• [SOURCE DATA]

PR #5592, opened 2025-04-30
[COST-6268] - Refactor Managed table tasks to run per cluster

lcouzens:
## Jira Ticket

[COST-6268](https://issues.redhat.com/browse/COST-6268)

## Description

This change was really focused around breaking up the ocp on cloud matching logic per cluster. Before this change we collected a list of possible tag matches for all clusters associated with a cloud provider, this was fine with our limited data sets but when running this on our internal PNT data we hit a trino query error because the tags list was too long.
With that in mind this change moves us to collecting tags specifically for the cluster we are running on a per cluster basis. This change also moves that `cluster in clusters for loop` up the stack so we break these into distinct tasks enabling us to run these clusters in parallel instead of in a single task.

Additionally:
1.  The original `ocp_on_cloud_trino_task` that was created for managed table processing has been removed
2. The ocp on cloud managed table processing/summary has all been tied back into the standard summary flow (Similar to the non-managed flow)
3. The cloud temp table logic has been dropped and re-factored to pull from the parquet file tables now those have hte UUID row populated. Unfortunate

## Testing

1. Checkout Branch
4. Restart Koku
5. Enabled ocp on cloud managed table summary
6. Ingest ocp on cloud data
7. Everything should process correctly.

## Release Notes
- [ ] proposed release note

```markdown
* [COST-6268](https://issues.redhat.com/browse/COST-6268) Fix managed table tag matching trino errors
```

## Summary by Sourcery

Refactor the OCP on Cloud managed table processing to run per cluster, improving the task processing workflow and simplifying the code structure

Enhancements:
- Simplified OCP on Cloud processing workflow
- Improved task chaining for managed table processing
- Removed redundant processing loops in cloud report accessors

Chores:
- Removed deprecated processing methods
- Updated task signatures and function calls
- Simplified parameter passing in SQL metadata

## Summary by Sourcery

Refactor the OCP on Cloud managed table processing to run per cluster, improving task processing workflow and simplifying code structure

New Features:
- Parallel processing of OCP on Cloud tasks per cluster

Bug Fixes:
- Fixed Trino query errors caused by long tag lists
- Resolved issues with tag matching across multiple clusters

Enhancements:
- Improved task chaining for managed table processing
- Simplified OCP on Cloud processing workflow
- Removed redundant processing loops

Chores:
- Removed deprecated processing methods
- Updated task signatures and function calls
- Simplified parameter passing in SQL metadata


koku/masu/processor/tasks.py
```diff
@@ -1262,45 +1276,152 @@ def validate_daily_data(schema, start_date, end_date, provider_uuid, ocp_on_clou
...
-            tracing_id = report.get("tracing_id", report.get("manifest_uuid", "no-tracing-id"))
+        )
+        return
+    context["start_date"] = start_date
+    context["end_date"] = end_date
+    # TODO remove trino_cloud_initilizing_signiture_list logic when row_uuid is avaiable in parquet files COST-5866
+    # This needs to be run once for the cluod provider, before splitting tasks by cluster
+    trino_cloud_initilizing_signiture_list = []
+    trino_cloud_initilizing_signiture_list.append(
+        trino_initilise_cloud_data.si(
```
myersCody, line 1314: I am really struggling to understand why the creation of the trino row_uuid tables needed to be pulled out as a separate task here? 

1. I thought it may have something to do with a delete running before creation, but:
The `determine_truncates_and_deletes` method utilizes:
- self.daily_summary_table.objects.model._meta.db_table

```
@property
    def daily_summary_table(self):
        """Return the model class for the provider's OCP on Cloud daily summary table."""
        if self.provider_type in (Provider.PROVIDER_AWS, Provider.PROVIDER_AWS_LOCAL):
            return OCPAWSCostLineItemProjectDailySummaryP
        elif self.provider_type in (Provider.PROVIDER_AZURE, Provider.PROVIDER_AZURE_LOCAL):
            return OCPAzureCostLineItemProjectDailySummaryP
        elif self.provider_type in (Provider.PROVIDER_GCP, Provider.PROVIDER_GCP_LOCAL):
            return OCPGCPCostLineItemProjectDailySummaryP
        return None
 ```
 ^ All of these are postgresql tables? 
 
 2. After that I checked order
When I examined your chain 
 ```
 c = chain(trino_cloud_initilizing, trino_processing, pg_deletes, pg_summaries)
 ```
 
 The code path goes:
 ```
trino_processing -> populate_openshift_on_cloud_managed_tables -> process_ocp_cloud_trino -> populate_ocp_on_cloud_daily_trino
```
Each `populate_ocp_on_cloud_daily_trino` calls `0_prepare_daily_summary_tables.sql` first

```
def populate_ocp_on_cloud_daily_trino(self, sql_metadata: SummarySqlMetadata) -> Any:
        """Populate the managed_azure_openshift_daily trino table for OCP on Azure.
        Args:
            sql_metadata: object of SummarySqlMetadata class
        Returns
            (None)
        """
        managed_path = "trino_sql/azure/openshift/populate_daily_summary"
        prepare_sql, prepare_params = sql_metadata.prepare_template(
            f"{managed_path}/0_prepare_daily_summary_tables.sql"
        )
 ```
 Which includes the lines you removed.
 
 From my perspective, it feels like a bunch of unnecessary restructuring unless you have a scenario I am missing here or some good justification for it.

File: koku/masu/processor/parquet/ocp_cloud_parquet_report_processor.py [hunk 2]
```diff
@@ -311,19 +311,28 @@ def find_openshift_keys_expected_values(self, start_date, end_date, ocp_provider
...
         LOG.info(
             log_json(msg=f"starting OCP on {self.provider_type} managed tables processing", context=self._context)
         )
-        if not (ocp_provider_uuids := self.get_ocp_provider_uuids_tuple()):
-            return
-        matched_tags = self.get_matched_tags(ocp_provider_uuids)
+        matched_tags = self.get_matched_tags([ocp_provider_uuid])
         matched_tag_strs = []
         if matched_tags:
             matched_tag_strs = [json.dumps(match).replace("{", "").replace("}", "") for match in matched_tags]
```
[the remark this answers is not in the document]
myersCody: @lcouzens I think this is a valid approach

koku/masu/processor/parquet/ocp_cloud_parquet_report_processor.py
```diff
@@ -311,19 +311,28 @@ def find_openshift_keys_expected_values(self, start_date, end_date, ocp_provider
...
 
         sql_metadata = SummarySqlMetadata(
-            self.db_accessor.schema, ocp_provider_uuids, self.provider_uuid, start_date, end_date, matched_tag_strs
+            self.db_accessor.schema, ocp_provider_uuid, self.provider_uuid, start_date, end_date, matched_tag_strs
         )
         self.db_accessor.populate_ocp_on_cloud_daily_trino(sql_metadata)
+
+    def initialise_managed_cloud_row_uuid_data(self, provider_type, start_date, end_date):
+        """Create table and populate cloud data with unique row_uuid. This is a workaround for COST-5866"""
```
myersCody, line 330: https://github.com/project-koku/koku/pull/5500

koku/masu/database/report_db_accessor_base.py
```diff
@@ -297,7 +297,7 @@ def find_openshift_keys_expected_values(self, ocp_provider_uuid: str, sql_metada
         matched_tag_params = sql_metadata.build_params(
             ["schema", "start_date", "end_date", "month", "year", "matched_tag_strs"]
         )
-        matched_tag_params["ocp_source_uuid"] = ocp_provider_uuid
+        matched_tag_params["ocp_source_uuid"] = sql_metadata.ocp_provider_uuid
```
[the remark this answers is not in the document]
lcouzens: Yeh we could do that :+1:

koku/masu/processor/tasks.py
lcouzens: So the problem here is that we are running these SQL files per cluster now. But I don't think we should run the populate cloud row_uuid data per cluster especially in parallel. This would mean while one cluster is doing matching another worker could be deleting and inserting the cloud data again. I could be wrong but thats the part I was attempting to prevent. Also when we can switch to using the UUID in the parquet tables (after 3 months) this separate task goes away.

myersCody: That is a fair point, how would you feel about utilizing the row_uuid we added the parquet: https://github.com/project-koku/koku/pull/5500

However, I am wondering if we missed a migration? May be good to check if we can query those tables in stage & prod.

myersCody (approved):

koku/masu/processor/tasks.py
lcouzens: Right I did look into that and had the exact same thoughts. I'm not sure if we are missing the migration or if the row uuid is just not populated in all the parquet files yet. I think its only in the last 2 months files at this point.

lcouzens:
Smoke tests passed, switching to full run smokes to catch anything else.

koku/masu/processor/parquet/ocp_cloud_parquet_report_processor.py
```diff
@@ -186,6 +186,36 @@ def get_matched_tags(self, ocp_provider_uuids):
         set_value_in_cache(cache_key, matched_tags)
         return matched_tags
 
+    def get_matched_tags_single_cluster(self, ocp_provider_uuid):
```
myersCody, line 189: Thanks for putting this together! I noticed that `get_matched_tags_single_cluster` largely duplicates the logic in `get_matched_tags`, minus the cache layer. To avoid duplication and make the code more maintainable, I’d suggest extracting the shared tag retrieval logic into a private helper (e.g. _get_matched_tags).

```
def _get_matched_tags(self, ocp_provider_uuids, matched_tags=None):
        """Retrieves the matched tags. """
        ctx = {
            "schema": self.schema_name,
            "provider_uuid": self.provider_uuid,
            "provider_type": self.provider_type,
        }
        if len(ocp_provider_uuids) == 1:
            ctx["ocp_provider_uuid"] = ocp_provider_uuids[0]

        invoice_month = self.invoice_month_date or self.start_date
        if self.has_enabled_ocp_labels:
            enabled_tags = self.db_accessor.check_for_matching_enabled_keys()
            if enabled_tags:
                LOG.info(log_json(msg="getting matching tags from Postgres", context=ctx))
                matched_tags = self.db_accessor.get_openshift_on_cloud_matched_tags(self.bill_id)
            if not matched_tags and enabled_tags:
                LOG.info(log_json(msg="matched tags not available via Postgres", context=ctx))
                # This flag is specifically for disabling trino tag matching for specific customers.
                if is_tag_processing_disabled(self.schema_name):
                    LOG.info(log_json(msg="trino tag matching disabled for customer", context=ctx))
                    return []
                LOG.info(log_json(msg="getting matching tags from Trino", context=ctx))
                matched_tags = self.db_accessor.get_openshift_on_cloud_matched_tags_trino(
                    self.provider_uuid,
                    ocp_provider_uuids,
                    self.start_date,
                    self.end_date,
                    invoice_month_date=invoice_month,
                )
        return matched_tags
```
That will turn the current `get_matched_tags` into a wrapper function that handles the cache layer:
```
def get_matched_tags(self, ocp_provider_uuids):
        """A wrapper function that caches the matched tags results"""
        # Get matching tags
        cache_key = build_matching_tags_key(self.schema_name, self.provider_type)
        matched_tags = get_value_from_cache(cache_key)

        # If the key is in the cache but the value is None, there are no matching tags
        if matched_tags or is_key_in_cache(cache_key):
            LOG.info(log_json(msg="retreived matching tags from cache", context=ctx))
            return matched_tags

        matched_tags = self._get_matched_tags(ocp_provider_uuids, matched_tags)
        set_value_in_cache(cache_key, matched_tags)
        return matched_tags
```

Then you can just call `_get_matched_tags` logic directly, without having to deal with the cache. Instead of duplicating all the logic, and removing the cache. This way, we avoid duplication and keep the logic tightly coupled. Any future changes to the matching behavior would automatically apply to both cached and uncached cases, reducing the risk of one being updated while the other is missed. Let me know what you think!
```
matched_tags = self._get_matched_tags([ocp_provider_uuid]))
```

koku/masu/database/azure_report_db_accessor.py
```diff
@@ -442,6 +456,34 @@ def check_for_matching_enabled_keys(self):
                 return False
         return True
 
+    def _get_matched_tags_strings(self, bill_id, azure_provider_uuid, ocp_provider_uuid, start_date, end_date):
```
myersCody, line 459: This functionality seems really similar across the hyperscalers and may be better suited in the base class.

lcouzens: It does but it means refactoring a lot of other stuff to which I'm not sure I want to tackle right now. Maybe I will look at it again while tests are running.

myersCody: If you feel like it would be a big lift to move it to the base class, lets just move forward with this

myersCody (approved):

• [ASSIGNED TASK] Tally how many lines include "should" in the listing above; reply with the number only.

• [THE ANSWER] 2